> [DESCRIPTION OF THE TASK]:
Report the number of lines in the data where the word "need" appears, and add no other text.

> [Source data]:
PR #733, opened 2017-10-25
Handle unsigned types to switch in MVM_iter()

samcv:
Fixes "Unknown lexical type encountered while building context iterator"
error when MVM_iter() tries to handle unsigned integers.


niner:
The only nit I have to pick with this is the commit message. It tells me the same as the patch (some cases added to a switch statement) but not [b]why[/b] we'd want that.

samcv:
@niner updated to include the reasoning. Thanks.

PR #734, opened 2017-10-26
If dividing by 1, just return the numerator

MasterDuke17:
This avoids allocating a new mp_int and actually performing the
division.

NQP builds ok and passes `make m-test`. Rakudo builds ok and passes `make m-test`. However, there are two spectest failures, one in S02-types/set.t and one in S32-num/int.t. These are both because `Int.new(int   \value)` and `Int.new(Int:D \value = 0)` are explicitly using `nqp::div_I` to create new Ints.

Some benchmarking results for this code: `perl6 -e 'use nqp; my $s; for ^1_000_000 { $s = nqp::div_I($_, 1, Int) }; say now - INIT now; say $s'`

Callgrind reports ~2m more instructions for dividing by 17, but 300m fewer instructions for dividing by 1.


zoffixznet:
This would break the code like this, won't it:

```
m: use nqp; class Meow is Int {}; dd nqp::div_I(<42>, 1, Meow).^name
rakudo-moar 9554a97c5: OUTPUT: «"Meow"␤»
```

In other words, the optimized path doesn't bother setting the correct requested type. 

Also, any idea what to do in Int.new to get the wanted behaviour back?

jnthn:
We should only do the optimization in this operation if the required type and the numerator type match exactly. Rakudo shouldn't have to change.

MasterDuke17:
Something like adding ' && REPR(a) == REPR(b)' to the conditional?

zoffixznet:
> Rakudo shouldn't have to change.

It'll likely need to, mostly because I'm [abusing `div_I` op in Int.new](https://github.com/rakudo/rakudo/commit/e4a5bb17c9b16a6e2b2e7ec973c09bc8918a41e0) to get a fresh object. I wasn't sure what's a proper to do that was… Basically fixes stuff like this:

```
m: my $orig = 2; my $new = Int.new: my int $ = 2; $new does role Meows {}; say $orig.^name
rakudo-moar 10e7af009: OUTPUT: «Int␤»
```

Where `Int.new` is a way to get a fresh object you could mess with without affecting all the other cached constants.

jnthn:
@MasterDuke17 STABLE, not REPR

MasterDuke17:
If https://github.com/MoarVM/MoarVM/pull/737, https://github.com/perl6/nqp/pull/378, and https://github.com/rakudo/rakudo/pull/1217 are merged, an NQP and Rakudo built with this PR pass all tests.

jnthn:
I'm happy for this to go in, though it'll need deconflicting first.

MasterDuke17:
Don't know what happened there, but resolved now.

PR #735, opened 2017-10-26
Don't throw exception for EINTR when writing to fd

ugexe:
Fixes `Failed to write bytes to filehandle: Interrupted system call` when running:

> [WRITTEN RESPONSE]:
2